Sunday, October 31, 2010

Day 80 - Getting Smarter - Stop Pushing!

It's been a busy housekeeping day. I would much rather be doing something fun, but duty calls. There are a few things that I have put off for a bit too long and I have a busy week coming up, so it's time to get down to business. These weekends when I'm out of commission really get me off track. It starts to feel like I'll never catch up and then more stuff gets piled on, regardless of whether or not I'm ready for it. I'm not even talking about big stuff, just the every day little chores that can so easily get put on the back burner. Yesterday was pretty much a waste, but this morning I woke up with a bit of pep in my step so I am tackling the little stuff that needs my attention.

I'm getting smarter about not worrying about things not being done. When I can get to them, I think about it and when I can't, I try to put that list out of my mind. If I kept a running list in my head of everything I needed to do, I think my brain would explode. I write things down and I have my weekly 'to do' list, but that's no guarantee that I'll even get to what I've written. I'm getting better at setting priorities and if someone who stops by doesn't like my pile of mail on the counter, they will have to adjust. I do what I can do and I am even pretty good at asking for help if I really need it. I don't want to burden anyone else, though, with stuff that can wait. Today my hubby lugged stuff for me and that was a huge help. He can't really help me beyond that, but that's okay. Every little bit counts.
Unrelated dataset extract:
PR #4118, opened 2021-04-30
Improve hostname validation

AlexTugarev:


components/server/src/bitbucket/bitbucket-context-parser.spec.ts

I'm not sure I'll get my chores finished today. I'm already feeling tired and achy from working for just a couple of hours. I'm sitting here writing while I'm taking a break from the physical side of things and shifting to a less strenuous kind of effort. Works for me. I am paying better attention to the signals my body sends and stopping when my body tells me to, instead of pushing past the point of no return. I'd like to finish up a couple of things this afternoon and then take a cup of tea out on the back porch and enjoy the sunshine. Maybe after I take that break I'll be ready to tackle something more. If I do, terrific, if I don't I will keep it on my list and get to it another time. Putting pressure on myself only adds to my stress and that certainly leads to another bad day. I'll be kind to myself this afternoon 'cause heaven knows I don't need another bad day!